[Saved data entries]
★ ★ ★ ★ ★

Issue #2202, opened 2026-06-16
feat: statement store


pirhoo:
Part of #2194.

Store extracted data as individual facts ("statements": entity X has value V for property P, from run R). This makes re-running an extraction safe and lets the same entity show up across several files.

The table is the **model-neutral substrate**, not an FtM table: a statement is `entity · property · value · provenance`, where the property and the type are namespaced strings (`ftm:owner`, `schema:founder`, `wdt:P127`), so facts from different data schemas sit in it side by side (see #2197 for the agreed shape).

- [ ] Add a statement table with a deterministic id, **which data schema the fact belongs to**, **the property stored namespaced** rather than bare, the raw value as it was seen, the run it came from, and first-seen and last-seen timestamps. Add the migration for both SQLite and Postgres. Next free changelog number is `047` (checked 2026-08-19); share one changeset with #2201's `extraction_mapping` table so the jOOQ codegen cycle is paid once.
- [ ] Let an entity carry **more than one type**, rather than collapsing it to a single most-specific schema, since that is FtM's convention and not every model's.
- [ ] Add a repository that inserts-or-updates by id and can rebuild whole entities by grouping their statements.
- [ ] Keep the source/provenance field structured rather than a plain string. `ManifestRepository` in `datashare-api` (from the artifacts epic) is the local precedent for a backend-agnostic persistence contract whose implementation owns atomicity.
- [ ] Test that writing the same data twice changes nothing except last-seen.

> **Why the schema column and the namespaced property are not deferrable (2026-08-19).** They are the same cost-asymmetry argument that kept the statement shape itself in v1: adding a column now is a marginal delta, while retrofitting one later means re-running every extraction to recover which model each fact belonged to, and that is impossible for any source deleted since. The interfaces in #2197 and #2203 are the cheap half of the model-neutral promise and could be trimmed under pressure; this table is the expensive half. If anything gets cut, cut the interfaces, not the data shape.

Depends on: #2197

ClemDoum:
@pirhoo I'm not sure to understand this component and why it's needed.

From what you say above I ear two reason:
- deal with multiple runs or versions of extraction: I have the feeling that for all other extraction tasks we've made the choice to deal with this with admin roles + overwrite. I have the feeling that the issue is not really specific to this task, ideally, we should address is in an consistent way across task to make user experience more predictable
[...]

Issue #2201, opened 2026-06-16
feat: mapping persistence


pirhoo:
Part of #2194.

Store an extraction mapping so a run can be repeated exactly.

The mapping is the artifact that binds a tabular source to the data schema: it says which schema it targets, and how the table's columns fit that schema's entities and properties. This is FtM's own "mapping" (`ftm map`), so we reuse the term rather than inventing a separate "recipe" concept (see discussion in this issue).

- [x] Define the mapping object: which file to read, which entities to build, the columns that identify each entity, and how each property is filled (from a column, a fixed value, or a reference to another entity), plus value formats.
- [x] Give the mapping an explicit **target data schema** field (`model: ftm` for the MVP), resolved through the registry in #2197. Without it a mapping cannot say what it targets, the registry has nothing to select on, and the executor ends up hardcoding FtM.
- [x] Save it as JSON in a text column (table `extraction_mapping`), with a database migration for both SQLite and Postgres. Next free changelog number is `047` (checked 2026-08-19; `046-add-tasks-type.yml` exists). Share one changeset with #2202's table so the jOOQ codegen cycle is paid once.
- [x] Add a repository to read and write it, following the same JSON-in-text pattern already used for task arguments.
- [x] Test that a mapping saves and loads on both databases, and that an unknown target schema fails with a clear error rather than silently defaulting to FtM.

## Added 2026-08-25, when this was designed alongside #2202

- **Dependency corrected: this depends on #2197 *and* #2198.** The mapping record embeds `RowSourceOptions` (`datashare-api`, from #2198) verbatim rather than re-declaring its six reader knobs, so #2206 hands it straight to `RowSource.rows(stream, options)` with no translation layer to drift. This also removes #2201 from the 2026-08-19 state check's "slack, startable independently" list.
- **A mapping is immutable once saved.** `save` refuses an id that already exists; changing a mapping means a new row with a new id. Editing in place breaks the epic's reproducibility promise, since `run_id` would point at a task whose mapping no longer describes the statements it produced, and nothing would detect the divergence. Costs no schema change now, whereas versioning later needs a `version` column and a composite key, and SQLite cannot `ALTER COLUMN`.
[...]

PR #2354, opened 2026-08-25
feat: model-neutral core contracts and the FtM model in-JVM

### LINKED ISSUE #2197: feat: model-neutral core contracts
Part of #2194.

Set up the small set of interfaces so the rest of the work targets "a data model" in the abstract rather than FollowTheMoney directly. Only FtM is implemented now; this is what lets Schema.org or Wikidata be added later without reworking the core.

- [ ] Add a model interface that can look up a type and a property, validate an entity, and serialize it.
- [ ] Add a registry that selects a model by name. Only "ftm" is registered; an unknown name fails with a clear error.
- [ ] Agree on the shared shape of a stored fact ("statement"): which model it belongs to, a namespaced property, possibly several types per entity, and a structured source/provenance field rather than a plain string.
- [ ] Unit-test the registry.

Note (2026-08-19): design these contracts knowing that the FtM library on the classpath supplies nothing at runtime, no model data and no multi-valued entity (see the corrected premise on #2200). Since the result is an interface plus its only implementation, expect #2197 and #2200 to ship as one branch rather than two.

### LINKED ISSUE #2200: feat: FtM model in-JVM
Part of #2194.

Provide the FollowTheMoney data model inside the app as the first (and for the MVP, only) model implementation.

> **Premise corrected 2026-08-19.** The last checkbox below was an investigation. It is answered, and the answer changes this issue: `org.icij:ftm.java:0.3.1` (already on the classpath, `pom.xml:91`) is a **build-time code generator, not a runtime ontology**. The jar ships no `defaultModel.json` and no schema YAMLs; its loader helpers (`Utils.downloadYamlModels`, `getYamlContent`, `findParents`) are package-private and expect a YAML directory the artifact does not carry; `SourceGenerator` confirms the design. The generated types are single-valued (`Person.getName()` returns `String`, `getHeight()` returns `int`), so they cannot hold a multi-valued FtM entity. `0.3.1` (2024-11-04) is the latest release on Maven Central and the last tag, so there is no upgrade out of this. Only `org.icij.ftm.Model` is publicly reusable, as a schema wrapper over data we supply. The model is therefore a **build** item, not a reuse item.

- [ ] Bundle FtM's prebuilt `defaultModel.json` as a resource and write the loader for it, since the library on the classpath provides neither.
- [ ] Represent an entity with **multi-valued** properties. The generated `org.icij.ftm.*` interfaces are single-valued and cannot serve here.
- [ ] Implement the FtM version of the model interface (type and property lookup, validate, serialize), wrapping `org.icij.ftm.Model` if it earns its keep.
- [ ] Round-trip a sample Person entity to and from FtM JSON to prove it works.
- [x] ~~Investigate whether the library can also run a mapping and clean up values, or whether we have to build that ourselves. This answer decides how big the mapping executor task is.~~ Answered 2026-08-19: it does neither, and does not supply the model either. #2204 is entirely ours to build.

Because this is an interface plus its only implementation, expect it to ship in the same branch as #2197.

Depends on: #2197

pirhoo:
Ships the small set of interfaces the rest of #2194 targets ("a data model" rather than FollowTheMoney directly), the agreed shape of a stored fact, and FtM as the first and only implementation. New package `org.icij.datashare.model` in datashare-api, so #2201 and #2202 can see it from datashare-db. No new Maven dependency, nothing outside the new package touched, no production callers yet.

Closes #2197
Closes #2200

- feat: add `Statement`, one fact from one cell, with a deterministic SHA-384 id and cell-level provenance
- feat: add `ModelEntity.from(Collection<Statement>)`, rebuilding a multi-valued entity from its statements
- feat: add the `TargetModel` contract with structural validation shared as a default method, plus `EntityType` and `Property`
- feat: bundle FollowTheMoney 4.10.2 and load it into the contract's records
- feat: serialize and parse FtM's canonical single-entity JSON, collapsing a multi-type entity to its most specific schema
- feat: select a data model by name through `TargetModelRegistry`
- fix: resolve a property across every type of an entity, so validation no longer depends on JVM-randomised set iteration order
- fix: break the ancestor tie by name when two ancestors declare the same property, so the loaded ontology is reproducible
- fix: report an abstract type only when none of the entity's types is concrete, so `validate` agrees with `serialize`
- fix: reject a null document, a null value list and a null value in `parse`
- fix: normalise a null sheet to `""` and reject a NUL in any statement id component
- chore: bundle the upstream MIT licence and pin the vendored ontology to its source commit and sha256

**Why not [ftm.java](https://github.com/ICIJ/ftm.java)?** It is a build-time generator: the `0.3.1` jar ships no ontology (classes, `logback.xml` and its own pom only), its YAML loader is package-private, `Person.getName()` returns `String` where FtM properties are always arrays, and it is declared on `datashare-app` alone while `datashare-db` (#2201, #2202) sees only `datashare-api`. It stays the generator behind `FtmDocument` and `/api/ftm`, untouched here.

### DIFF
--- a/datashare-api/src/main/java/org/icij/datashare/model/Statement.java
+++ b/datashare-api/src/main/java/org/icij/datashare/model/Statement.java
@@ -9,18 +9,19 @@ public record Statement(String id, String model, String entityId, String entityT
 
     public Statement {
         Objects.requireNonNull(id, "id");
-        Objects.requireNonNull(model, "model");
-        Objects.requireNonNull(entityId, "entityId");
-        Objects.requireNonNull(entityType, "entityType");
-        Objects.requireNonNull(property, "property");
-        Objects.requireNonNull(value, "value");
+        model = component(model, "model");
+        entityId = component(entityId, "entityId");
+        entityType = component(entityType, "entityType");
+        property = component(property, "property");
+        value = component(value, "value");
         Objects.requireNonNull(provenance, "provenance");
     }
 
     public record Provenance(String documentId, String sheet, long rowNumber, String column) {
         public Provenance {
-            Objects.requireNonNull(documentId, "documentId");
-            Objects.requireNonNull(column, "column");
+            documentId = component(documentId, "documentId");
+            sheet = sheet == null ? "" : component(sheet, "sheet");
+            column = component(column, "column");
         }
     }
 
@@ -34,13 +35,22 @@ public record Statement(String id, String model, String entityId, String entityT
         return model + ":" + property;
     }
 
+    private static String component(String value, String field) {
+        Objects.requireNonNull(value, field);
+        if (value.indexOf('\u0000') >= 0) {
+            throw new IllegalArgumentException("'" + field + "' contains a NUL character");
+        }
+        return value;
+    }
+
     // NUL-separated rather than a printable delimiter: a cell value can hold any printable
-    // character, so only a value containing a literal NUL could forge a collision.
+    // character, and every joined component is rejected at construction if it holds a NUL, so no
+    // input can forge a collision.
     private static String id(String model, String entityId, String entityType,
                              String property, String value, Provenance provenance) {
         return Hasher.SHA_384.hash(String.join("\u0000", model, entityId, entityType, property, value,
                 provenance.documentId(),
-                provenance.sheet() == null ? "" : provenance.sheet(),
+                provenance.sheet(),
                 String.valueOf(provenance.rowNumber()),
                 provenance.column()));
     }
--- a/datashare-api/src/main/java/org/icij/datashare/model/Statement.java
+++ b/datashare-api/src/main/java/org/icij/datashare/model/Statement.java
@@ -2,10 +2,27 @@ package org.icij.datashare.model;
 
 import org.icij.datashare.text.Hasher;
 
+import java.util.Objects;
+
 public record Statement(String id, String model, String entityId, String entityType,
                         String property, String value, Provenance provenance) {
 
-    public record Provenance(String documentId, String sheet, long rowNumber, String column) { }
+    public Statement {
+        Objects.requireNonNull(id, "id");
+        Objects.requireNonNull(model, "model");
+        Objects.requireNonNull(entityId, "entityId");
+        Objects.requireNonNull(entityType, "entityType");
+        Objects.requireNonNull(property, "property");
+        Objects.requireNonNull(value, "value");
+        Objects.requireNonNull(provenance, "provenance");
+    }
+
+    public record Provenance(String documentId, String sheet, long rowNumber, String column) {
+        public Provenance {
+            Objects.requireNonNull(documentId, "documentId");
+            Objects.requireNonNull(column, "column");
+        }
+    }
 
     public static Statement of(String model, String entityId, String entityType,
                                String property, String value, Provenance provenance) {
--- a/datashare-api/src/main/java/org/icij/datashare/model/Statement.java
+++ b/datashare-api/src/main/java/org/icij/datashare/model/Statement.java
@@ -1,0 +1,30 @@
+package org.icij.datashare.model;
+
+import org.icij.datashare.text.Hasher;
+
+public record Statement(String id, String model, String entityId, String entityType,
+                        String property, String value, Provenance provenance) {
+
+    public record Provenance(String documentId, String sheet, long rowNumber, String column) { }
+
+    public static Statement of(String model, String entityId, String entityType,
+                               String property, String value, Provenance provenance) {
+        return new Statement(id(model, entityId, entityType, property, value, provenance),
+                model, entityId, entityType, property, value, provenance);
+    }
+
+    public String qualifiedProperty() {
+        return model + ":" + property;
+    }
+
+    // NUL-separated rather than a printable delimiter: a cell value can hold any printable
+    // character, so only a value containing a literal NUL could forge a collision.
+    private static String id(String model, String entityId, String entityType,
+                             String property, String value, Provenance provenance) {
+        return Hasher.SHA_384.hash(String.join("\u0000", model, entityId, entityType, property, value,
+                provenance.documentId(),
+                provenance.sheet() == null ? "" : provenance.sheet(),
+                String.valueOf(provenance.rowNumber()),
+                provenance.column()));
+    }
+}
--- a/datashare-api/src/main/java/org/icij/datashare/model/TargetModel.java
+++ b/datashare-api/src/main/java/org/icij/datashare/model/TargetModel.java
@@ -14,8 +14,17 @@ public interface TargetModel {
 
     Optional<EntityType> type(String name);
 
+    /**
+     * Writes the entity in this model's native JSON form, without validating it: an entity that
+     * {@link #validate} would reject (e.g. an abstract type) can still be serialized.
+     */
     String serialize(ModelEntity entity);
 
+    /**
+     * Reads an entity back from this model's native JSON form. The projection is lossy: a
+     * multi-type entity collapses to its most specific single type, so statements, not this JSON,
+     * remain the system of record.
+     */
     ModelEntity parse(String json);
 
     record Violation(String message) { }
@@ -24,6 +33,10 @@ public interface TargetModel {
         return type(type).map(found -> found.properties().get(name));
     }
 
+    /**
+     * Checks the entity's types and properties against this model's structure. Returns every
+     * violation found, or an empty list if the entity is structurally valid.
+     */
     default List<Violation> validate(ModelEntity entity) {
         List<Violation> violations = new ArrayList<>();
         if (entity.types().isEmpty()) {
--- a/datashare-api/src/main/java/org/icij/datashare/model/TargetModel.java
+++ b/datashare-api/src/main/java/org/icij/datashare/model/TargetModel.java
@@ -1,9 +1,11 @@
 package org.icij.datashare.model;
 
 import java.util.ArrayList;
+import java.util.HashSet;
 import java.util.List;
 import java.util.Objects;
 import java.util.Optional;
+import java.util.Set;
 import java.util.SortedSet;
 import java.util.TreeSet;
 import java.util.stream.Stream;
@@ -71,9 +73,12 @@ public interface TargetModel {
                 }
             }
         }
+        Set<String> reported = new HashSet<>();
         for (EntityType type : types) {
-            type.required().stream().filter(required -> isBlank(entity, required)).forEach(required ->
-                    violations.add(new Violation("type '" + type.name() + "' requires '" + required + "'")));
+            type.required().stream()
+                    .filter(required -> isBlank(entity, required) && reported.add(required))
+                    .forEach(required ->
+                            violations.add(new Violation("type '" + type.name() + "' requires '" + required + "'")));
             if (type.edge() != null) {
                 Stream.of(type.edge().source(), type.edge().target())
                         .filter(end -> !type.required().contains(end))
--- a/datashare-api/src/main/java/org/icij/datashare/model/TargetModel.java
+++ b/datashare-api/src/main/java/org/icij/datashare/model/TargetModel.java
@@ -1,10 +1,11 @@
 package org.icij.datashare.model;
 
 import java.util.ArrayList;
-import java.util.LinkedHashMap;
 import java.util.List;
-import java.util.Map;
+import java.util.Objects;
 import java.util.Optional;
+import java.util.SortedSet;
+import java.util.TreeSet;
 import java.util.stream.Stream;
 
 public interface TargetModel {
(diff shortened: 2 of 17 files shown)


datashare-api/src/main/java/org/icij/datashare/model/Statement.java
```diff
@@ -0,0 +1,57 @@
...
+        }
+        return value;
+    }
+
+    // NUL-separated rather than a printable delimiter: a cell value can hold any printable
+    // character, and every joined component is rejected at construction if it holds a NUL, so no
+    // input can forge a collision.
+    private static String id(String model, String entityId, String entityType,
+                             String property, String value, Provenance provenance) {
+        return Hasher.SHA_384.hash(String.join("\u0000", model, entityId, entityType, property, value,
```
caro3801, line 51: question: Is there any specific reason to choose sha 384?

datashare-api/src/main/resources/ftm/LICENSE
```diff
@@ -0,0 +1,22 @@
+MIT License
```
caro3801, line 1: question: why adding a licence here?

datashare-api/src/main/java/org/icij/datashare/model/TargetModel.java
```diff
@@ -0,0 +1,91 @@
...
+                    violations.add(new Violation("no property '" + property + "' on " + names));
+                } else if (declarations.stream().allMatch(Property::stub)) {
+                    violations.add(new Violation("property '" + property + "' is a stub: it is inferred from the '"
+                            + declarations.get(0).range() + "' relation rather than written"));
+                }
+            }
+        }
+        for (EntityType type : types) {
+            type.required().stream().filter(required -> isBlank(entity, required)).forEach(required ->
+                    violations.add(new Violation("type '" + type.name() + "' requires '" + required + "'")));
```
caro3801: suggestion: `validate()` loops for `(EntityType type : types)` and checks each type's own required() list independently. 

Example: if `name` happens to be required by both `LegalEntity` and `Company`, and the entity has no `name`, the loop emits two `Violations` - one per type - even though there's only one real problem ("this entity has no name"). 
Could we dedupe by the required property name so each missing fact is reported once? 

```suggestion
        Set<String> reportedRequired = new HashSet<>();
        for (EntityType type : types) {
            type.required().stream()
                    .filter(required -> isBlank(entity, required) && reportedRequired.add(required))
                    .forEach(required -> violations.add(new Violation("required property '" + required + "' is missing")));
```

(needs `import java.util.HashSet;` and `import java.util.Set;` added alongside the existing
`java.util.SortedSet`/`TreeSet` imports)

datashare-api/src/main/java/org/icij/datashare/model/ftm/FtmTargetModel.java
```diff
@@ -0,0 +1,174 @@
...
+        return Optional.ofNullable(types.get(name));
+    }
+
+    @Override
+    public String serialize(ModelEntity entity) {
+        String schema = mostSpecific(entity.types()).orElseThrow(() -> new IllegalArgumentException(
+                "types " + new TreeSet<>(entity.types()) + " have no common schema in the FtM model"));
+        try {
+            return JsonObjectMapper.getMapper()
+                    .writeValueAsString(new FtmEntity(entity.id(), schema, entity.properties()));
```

★ ★ ★ ★ ★

Exercise — Take the lines above from the first through the one containing "- [ ] Add a repository" and reproduce them exactly; include nothing else.

Solution to this exercise —
Issue #2202, opened 2026-06-16
feat: statement store


pirhoo:
Part of #2194.

Store extracted data as individual facts ("statements": entity X has value V for property P, from run R). This makes re-running an extraction safe and lets the same entity show up across several files.

The table is the **model-neutral substrate**, not an FtM table: a statement is `entity · property · value · provenance`, where the property and the type are namespaced strings (`ftm:owner`, `schema:founder`, `wdt:P127`), so facts from different data schemas sit in it side by side (see #2197 for the agreed shape).

- [ ] Add a statement table with a deterministic id, **which data schema the fact belongs to**, **the property stored namespaced** rather than bare, the raw value as it was seen, the run it came from, and first-seen and last-seen timestamps. Add the migration for both SQLite and Postgres. Next free changelog number is `047` (checked 2026-08-19); share one changeset with #2201's `extraction_mapping` table so the jOOQ codegen cycle is paid once.
- [ ] Let an entity carry **more than one type**, rather than collapsing it to a single most-specific schema, since that is FtM's convention and not every model's.
- [ ] Add a repository that inserts-or-updates by id and can rebuild whole entities by grouping their statements.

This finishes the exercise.